Her hair, long and straight and as dark as the mysteries which she contained secretly within herself, flowed over the pillow in an orderly cascade of luxurious threads of ebony silk. The hands, delicate and long, yet as strong as the titanium spars of a fighter aircraft, rested on the sheet, the slight, involuntary muscular twitch of encroaching sleep giving her slide into nighttime oblivion away.
A single magnificent rounded breast had somehow immodestly escaped the covering sheet, and the sight of it generated one last surge of savage sexual lust deep in the guts of my ki until finally, I too began the slide from this conscious world into the bottomless folds of darkness, where Suki already waited for me.
I think I dreamed that night. Something involving an in-flight emergency....having to punch out....the seat smashing through the canopy, which had jammed....hitting the 600 knot air stream....and feeling pain in my lower spine as the roman candle I was riding speared upwards in a rush that knocked the wind from me. Fragments of the dream are all that remained the next morning, as the mental cockpit recorder automatically rewound and played through in fast forward, spilling the guts of the dream out beyond my more pedestrian ability to capture it. The only distinct part I can seize upon in any detail was me, separating from the seat with a kick in the pants and coming down under the chute to land in a huge, stinking hole in the floor of the desert that stretched a good fifty metres across. As the murky brown, turgid waters closed over me, the nylon folds of the chute collapsed on the surface of the abyss like a surreal, white sheet of toilet paper...

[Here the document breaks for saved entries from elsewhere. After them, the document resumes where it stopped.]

PR #608, opened 2026-06-05
feat(secret): add self-redacting secret.String value type (DEX-407)

dhawal1248:
## 🔗 Ticket

Resolves [DEX-407](https://linear.app/rudderstack/issue/DEX-407/secretstring-core-self-redacting-value-type-and-package)

---

## Summary

Introduces `secret.String`, a self-redacting value type in a new `cli/internal/secret` package. It makes sensitivity a property of a field's *type*: every standard Go surface that prints, formats, logs, or serializes the value returns a redacted form automatically, and the real value escapes only through one explicit, greppable accessor — `Reveal()`. The type is inert until a provider adopts it, so this PR has zero blast radius.

This is step 1 of the staged rollout in the sensitive-fields design (framework only). Provider adoption, diff/render integration, and the import flow are deliberately out of scope and tracked separately (DEX-408/409/410).

---

## Changes

- New `secret` package with the `String` type — opaque, comparable, no exported fields; the zero value is a valid "no secret yet".
- Constructors `New(string)` (real value) and `NewRedacted()` (remote-supplied placeholder); accessors `Reveal()`, `IsZero()`, `IsRedacted()`.
- Redacting surfaces, all routed through a single `masked()` helper: `fmt.Stringer`, `fmt.Formatter` (every verb), `fmt.GoStringer`, `slog.LogValuer`, `json.Marshaler`, and a YAML marshaler.
- Spec-reading surfaces: `UnmarshalYAML` / `UnmarshalJSON` read a bare string (errors wrapped with action context).
- Masking style: `****` + last 4 characters (rune-aware) when the value is ≥ 8 characters, `***` for shorter values, `(remote-redacted)` for remote placeholders.

---

## Testing

- Unit tests (`go test ./cli/internal/secret/`): table-driven over every redaction surface (`%v %s %q %x %+v %#v`, slog, JSON, YAML), `Reveal()` returning the real value even after rendering, `NewRedacted()` never leaking, in-struct marshal/unmarshal (export/spec paths), equality semantics, and rune-aware masking of multi-byte values.
- `go vet` clean; `golangci-lint` reports 0 issues.
- No E2E needed — the type is inert (no apply-cycle wiring) until a provider adopts it, per the design's rollout step 1.

---

## Risk / Impact

Low — new standalone package, imported by nothing yet, so it cannot affect existing behavior.

---

## Checklist

- [x] Ticket linked
- [x] Tests added/updated


sivashanmukh (commented):
Reviewed with a security lens given this is the secret foundation. The architecture is sound — unexported field, single `masked()` chokepoint, one greppable `Reveal()`, every fmt/log/serialize surface covered; I confirmed the repo is yaml.v3-only (so `UnmarshalYAML` won't be silently skipped) and the base HTTP client doesn't log request bodies.

Two items worth weighing before this becomes the base others build on:
- 🔴 The mask reveals the last 4 chars for any value ≥ 8 runes — up to 50% of a short secret (inline on `hintThreshold`).
- 🟡 The `IsZero` doc points adopters at a send-decision that, for a redacted value, silently wipes the remote secret — the policy actually lives in the differ (DEX-408/411/412); suggest softening the doc.

The rest are a rename, doc precision, and a defense-in-depth `MarshalText`. Nothing blocks the inert package from merging.

cli/internal/secret/secret.go
```diff
@@ -0,0 +1,115 @@
...
+	// hintThreshold is the minimum number of characters before masked() reveals
+	// the last four as a spot-check hint; below it the value is fully masked so the
+	// hint never exposes a meaningful fraction of a short secret.
+	hintThreshold = 8
+)
+
+// String is an opaque, comparable holder for a sensitive value. The zero value
+// is a valid "no secret yet". It has no exported fields, so the real value can
+// only be obtained through Reveal().
+type String struct {
```
sivashanmukh, line 30: **Rename `String` → `SensitiveString` (or `secret.Value`).** No existing `Secret`/`Sensitive` type in the repo, so no conflict. At a use site, `Token secret.String` reads too close to a plain `string` alias; for a type whose entire purpose is safety, an unmistakable name beats the `sql.NullString`-style symmetry. `SensitiveString` is self-describing even unqualified.

cli/internal/secret/secret.go
```diff
@@ -0,0 +1,115 @@
...
+	"gopkg.in/yaml.v3"
+)
+
+const (
+	redactedPlaceholder = "(remote-redacted)"
+	shortMask           = "***"
+	// hintThreshold is the minimum number of characters before masked() reveals
+	// the last four as a spot-check hint; below it the value is fully masked so the
+	// hint never exposes a meaningful fraction of a short secret.
+	hintThreshold = 8
```
sivashanmukh, line 24: 📝 Doc accuracy, not a behavior change — make the comment match the code. At exactly 8 runes `masked()` returns `****1234` (half the secret; `secret_test.go:27` covers it), so "never exposes a meaningful fraction" is wrong at the boundary. Also "runes", not "characters":

```suggestion
	// hintThreshold is the minimum length, in runes, at which masked() reveals the
	// last four runes as a spot-check hint; shorter values are fully masked ("***").
	// At exactly this length the tail is half the value — the threshold is the
	// shortest secret for which exposing a 4-rune tail is an acceptable leak.
	hintThreshold = 8
```

cli/internal/secret/secret.go
```diff
@@ -0,0 +1,115 @@
...
+
+// masked is the single redacted representation used by every formatting surface.
+func (s String) masked() string {
+	if s.redacted {
+		return redactedPlaceholder
+	}
+	// Count and slice by rune so multi-byte values are measured by character and
+	// the hint never splits a rune.
+	if r := []rune(s.v); len(r) >= hintThreshold {
+		return "****" + string(r[len(r)-4:])
```
sivashanmukh, line 67: Make the rule explicit here too: it masks **everything** and reveals only the **last 4 runes**, and only when `len >= hintThreshold`; anything shorter (including empty) is **fully** masked.

```suggestion
	// Reveal only the last 4 runes, and only when the value is long enough that
	// the hint stays a small minority (see hintThreshold). Slice by rune so a
	// multi-byte value is measured by character and the hint never splits a rune.
	if r := []rune(s.v); len(r) >= hintThreshold {
		return "****" + string(r[len(r)-4:])
```

cli/internal/secret/secret.go
```diff
@@ -0,0 +1,115 @@
...
+
+// Reveal returns the real value. This is the only escape hatch and every call
+// site is greppable, so revelations can be audited.
+func (s String) Reveal() string { return s.v }
+
+// IsZero reports whether there is no secret to send: an empty value that is not a
+// remote-redacted placeholder. Providers use it to decide whether to include the
+// field in an outgoing request. New("") equals the zero value, so an empty secret
+// is treated the same as "unset".
+func (s String) IsZero() bool { return s.v == "" && !s.redacted }
```
sivashanmukh, line 54: The "include in an outgoing request" guidance is a footgun: for `NewRedacted()`, `IsZero()` is `false` but `Reveal()` is `""`, so an adopter following it literally on a full-object (PUT) update sends `""` and wipes the remote secret. The "redacted => converged, don't send" policy lives in the differ ([DEX-408](https://linear.app/rudderstack/issue/DEX-408)) + conventions ([DEX-411](https://linear.app/rudderstack/issue/DEX-411)), rotation in [DEX-412](https://linear.app/rudderstack/issue/DEX-412). Soften the doc so it doesn't imply `IsZero` alone gates the request:

```suggestion
// IsZero reports whether there is no secret to send: an empty value that is not a
// remote-redacted placeholder. New("") equals the zero value, so an empty secret is
// treated the same as "unset". It does NOT by itself gate an outgoing request: a
// redacted value is non-zero yet must never be sent (Reveal returns ""); that
// "redacted => don't send" rule lives in the differ (DEX-408).
func (s String) IsZero() bool { return s.v == "" && !s.redacted }
```

cli/internal/secret/secret.go
```diff
@@ -0,0 +1,115 @@
...
+// conversion use it.
+func New(v string) String { return String{v: v} }
+
+// NewRedacted marks a value the remote API returned as a placeholder rather than
+// the real secret.
+func NewRedacted() String { return String{redacted: true} }
+
+// Reveal returns the real value. This is the only escape hatch and every call
+// site is greppable, so revelations can be audited.
+func (s String) Reveal() string { return s.v }
```
sivashanmukh, line 48: `Reveal()` returns `""` for a redacted placeholder, so a caller that builds an outgoing body from it silently wipes the remote secret. Worth a one-line warning here:

```suggestion
// Reveal returns the real value. This is the only escape hatch and every call site
// is greppable, so revelations can be audited. It returns "" for a redacted
// placeholder, so never build an outgoing request body from the result — a redacted
// value must be skipped, not sent (see IsZero and DEX-408).
func (s String) Reveal() string { return s.v }
```

cli/internal/secret/secret.go
```diff
@@ -0,0 +1,115 @@
...
+// LogValue implements slog.LogValuer so structured logs mask automatically.
+func (s String) LogValue() slog.Value { return slog.StringValue(s.masked()) }
+
+// MarshalJSON redacts. This is load-bearing for export, which json.Marshals a
+// spec before turning it into YAML. Outgoing API request bodies use plain string
+// fields populated via Reveal(), so the real value still reaches the wire.
+func (s String) MarshalJSON() ([]byte, error) { return json.Marshal(s.masked()) }
+
+// MarshalYAML redacts any direct YAML serialization of a String.
+func (s String) MarshalYAML() (any, error) { return s.masked(), nil }
```
sivashanmukh, line 93: Add `MarshalText` too: some encoders/loggers check `encoding.TextMarshaler` before falling back to reflection on the unexported `v` — the one surface not covered today.

```suggestion
// MarshalYAML redacts any direct YAML serialization of a String.
func (s String) MarshalYAML() (any, error) { return s.masked(), nil }

// MarshalText redacts for encoding.TextMarshaler consumers that reflect past Stringer.
func (s String) MarshalText() ([]byte, error) { return []byte(s.masked()), nil }
```

sivashanmukh (changes requested):

cli/internal/secret/secret.go
sivashanmukh: Heads-up across the stack: #614 (DEX-408) goes the other way on this. It renames `redacted`->`unknown` and makes an unknown secret always re-apply, rather than treating it as converged — so the "don't send" framing in my suggestion above no longer matches the final direction (the differ re-applies instead of skipping). Worth reconciling this `IsZero` doc wording with #614's policy before either merges.

cli/internal/secret/secret.go
dhawal1248: I'd lean toward keeping `String`. The package qualifier is always present at use sites — `accessToken secret.String` — and Go convention leans on the package name rather than restating it (`sql.NullString`, `bytes.Buffer`, `strings.Reader`). `secret.SensitiveString` stutters (`secret` + `Sensitive`). If we move off `String`, `secret.Value` is the better alternative, but I think `String` is both idiomatic and signals it's string-backed. Happy to revisit if you feel strongly.

cli/internal/secret/secret.go
dhawal1248: Agreed on both counts — at length 8 the tail is half the value, not a "meaningful fraction", and it should say "runes". Reworking the comment to state the boundary explicitly and use "runes".

cli/internal/secret/secret.go
dhawal1248: Will spell out the contract: mask everything, reveal only the last 4 runes, and only when `len(runes) >= hintThreshold` (anything shorter, including empty, is fully masked). #614 already switches the length check to rune-slicing so the hint never splits a multi-byte rune.

cli/internal/secret/secret.go
dhawal1248: Good catch, and thanks for the #614 cross-link. #614 settles the direction: an unknown secret always re-applies, so the differ re-applies rather than skipping and never builds an outgoing body from a placeholder — `IsZero` doesn't gate the request on its own. I'll align the `IsZero` doc with that policy so the two PRs read consistently before either merges.

cli/internal/secret/secret.go
dhawal1248: Agreed. Adding a note on `Reveal` that it returns `""` for an unknown/redacted placeholder and that callers must skip such a value rather than send it, with a TODO that we may harden it to error instead of silently returning `""`.

cli/internal/secret/secret.go
dhawal1248: Skipping this one for now — `String()`/`Format`/`GoString`/`LogValue`/`MarshalJSON`/`MarshalYAML` already cover the surfaces we serialize and log through, and I'd rather not add an interface we don't exercise. Easy to add later if we hit a `TextMarshaler`-only encoder.

dhawal1248:
Added review comment changes to the #614 PR ( commit 07877b5facb18cf7f27dd74d468ef597d11f5375)

cli/internal/secret/secret.go
sivashanmukh: Sounds good to me. secret.String should be indicative enough.

cli/internal/secret/secret.go
sivashanmukh: The contract is now stated where it matters — the reworked hintThreshold doc in 07877b5 (on [#614](https://github.com/rudderlabs/rudder-iac/pull/614)) spells out mask-everything / last-4-runes / fully-masked-below-threshold. Good enough for me; duplicating it on masked() itself is optional. Resolving.

cli/internal/secret/secret.go
sivashanmukh: Encoders that fall past TextMarshaler to reflection cannot read unexported fields, so the realistic worst case is {}/an error, not a leak. Every surface we actually serialize through is covered and tested. We can let it pass

sivashanmukh (approved):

I must have cried out, or flung out my arms to get out of the imprisoning parachute harness in my sleep, for the next thing I recall, Suki was gazing at me from her side of the bed, propped up on one elbow and regarding me with an unreadable look that could have been expressive of anything from curiousity to concern. "Hey Tiger, bad dream?" The gaze turned into one of faintly disguised humor, as I swam up to full consciousness.
Remembering the foul, brown texture of the sinkhole, and recalling the stink of the greasy green waters that had threatened to choke me, my still sleepy mind groped for an explanation: "I think I just bailed out into the asshole of the Universe", was all I could manage to croak.
Suki simply smiled at my rudeness and rolled off the bed, slipping a T-shirt on that left her backside bare, before padding off in those horrible bunny-slippers I hate to get the water started in the kitchen.
I regarded her beautiful, heart-shaped ass fondly as it wiggled deliciously off and out of sight, my regard for her attributes undimmed by the rapidly fading detritus of sleep. After a bit, I finally got up.
"Coffee," came the melodious voice which was attached, although most circumspectly, to that delightful part of her anatomy which I had admired. The luxurious aroma of real coffee, French-pressed, vectored in to my nose and a new day began.